If you are wondering if 2016 is somehow repeating itself, then look—and listen—no further than Natalie Portman’s turn as Maddie Schwartz in the new Apple TV+ period crime drama Lady in the Lake.
Early in the first episode, wearing a blood-stained skirt suit and a pillbox hat, her perfectly coiffed flipped bob framing her face, Portman’s Maddie delivers 1960s (and 2016) déjà vu. The moment Portman opens her mouth, it is impossible not to hear echoes of her infamous Jackie inflections that dominated much of an award cycle that ended with Emma Stone winning Best Actress for La La Land—yep, it was that Oscars.
Accent discourse can stretch for years, bubbling to the surface when you least expect it, which is why I couldn’t help but prick up my ears upon hearing Portman’s wispy mid-Atlantic tones in her Lady in the Lake Baltimore lilt (hello, “wooder” instead of “water”). Here, she plays an affluent Jewish housewife who aspires to break free from suburbia. She code-switches a bit between Yiddish words like “macher” when buying kosher lamb at the butcher, and a curt, abrupt tone during an emergency trip to a department store after blood leaks from this meat onto her chic suit. “I would never have guessed. You don’t look Jewish at all,” says one of the bigoted shopgirls when Maddie mentions the majority-Jewish neighborhood she is from.
Maddie’s horrified reaction to the age of the lamb in question (“just a baby”) and her haunted expression are equally familiar. Has the ghost of Jackie O come to say hello? Or are my British ears filling in the unique Bouvier intonation gap thanks to this First Lady-leaning attire, switching out Chanel pink for marigold yellow? Am I experiencing an auditory hallucination caused by years of people doing their best Natalie-as-Jackie impersonations? Or all of the above?
Perhaps Lady in the Lake is delivering a road-less-traveled version of the woman Jackie could have been if she hadn’t found her Camelot. After all, in the first episode, Maddie ditches her husband and eventually chases her journalism dreams, a career path Jackie briefly pursued before she married Kennedy.

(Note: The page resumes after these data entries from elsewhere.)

PR #800, opened 2021-02-01
Add py test for Range op with constant inputs

kanvi-nervana:


test/python/test_range.py
```diff
@@ -0,0 +1,44 @@
+# ==============================================================================
+#  Copyright 2018-2020 Intel Corporation
```
adk9, line 2:
```suggestion
#  Copyright 2021 Intel Corporation
```

adk9 (approved):

PR #5099, opened 2025-07-03
added Vulert into README.md

ankitdn:
Added Vulert into Readme


nscuro:
Vulert is not a supported scanner.

Issue #5127, opened 2025-07-22
Tags are not updated on subsequent BOM uploads


henriduflot:
### Current Behavior

I've encountered what appears to be a bug with the tag management when uploading BOMs via the API. When using the PUT `/api/v1/bom` endpoint with the `projectTags `parameter, tags are correctly applied on initial project creation but are not updated on subsequent uploads.

Seems the same as https://github.com/DependencyTrack/dependency-track/issues/4539 but on `/api/v1/bom`  API.

### Steps to Reproduce

Make an initial API call to PUT /api/v1/bom with the following parameters:

```
{
  "projectName": "subProject",
  "projectVersion": "prod",
  "parentName": "parentProject",
  "projectTags": ["tag1"],
  "autoCreate": true,
  "bom": "ewogICJib21Gb3JtYXQiOiAiQ3ljbG9uZURYIiwKICAic3BlY1ZlcnNpb24iOiAiMS40IiwKICAiY29tcG9uZW50cyI6IFsKICAgIHsKICAgICAgInR5cGUiOiAibGlicmFyeSIsCiAgICAgICJuYW1lIjogImFjbWUtbGliIiwKICAgICAgInZlcnNpb24iOiAiMS4wLjAiCiAgICB9CiAgXQp9"
}
```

You might say that I have been Jackie-pilled due to how long Portman's performance in Pablo Larraín’s biopic has lingered in my brain, occupying the same space as the midcentury movie dialogue that has become my own personal ASMR—the way Grace Kelly says the word “handbag” in Rear Window and Dial M for Murder is instantly soothing. A relic of American diction decades past the heights of its popularity, this dialect clips and elongates words seemingly at a whim, but there is a method to this elocution madness.
Given how keenly some scrutinized Portman’s Jackie vocals, calling in the accuracy experts (insert the “they didn't understand it” gif from Lady Bird for those who didn’t laud it), it might seem surprising that the Oscar winner would walk this path again. From the May December lisp mimicry to her Vox Lux Staten Island dialect, there is no sign that Portman would ever let naysayers impact her choices.
Commitment to the role is a Portman signature, and serving spiraling-yet-defiant grand dame excellence is unleashed once more. Portman’s performance in Jackie is as beguiling and brilliant now as it was eight years ago, so it is no shock that her work as Maddie is equally magnetic. Both characters have strong senses of self-belief, propriety, and preservation, and they get under your skin with every word and extra syllable uttered or dropped.
Lady in the Lake lets Portman exercise those Locust Valley Lockjaw-leaning muscles (not a wrestling move or health issue) she previously flexed in Jackie. Another Baltimore dialect performance standout is Mikey Madison hitting pronounced nasal ‘O’ sounds as the younger and less refined Judith, the daughter of a jewelry store owner.
The breathy Jackie-leaning affectations are most apparent when Portman is speaking softly during seduction or when she’s trying to seem meeker than she actually is. When she spits out the word “housewife” during an argument, it’s such a character-specific moment that it becomes clear that Portman isn’t just doing a rinse and repeat of the First Lady. She’s thought this performance through.
Whether you can hear Jackie in Lady in the Lake, when it comes to these specific Portman accents—accuracy or not—this is my Camelot.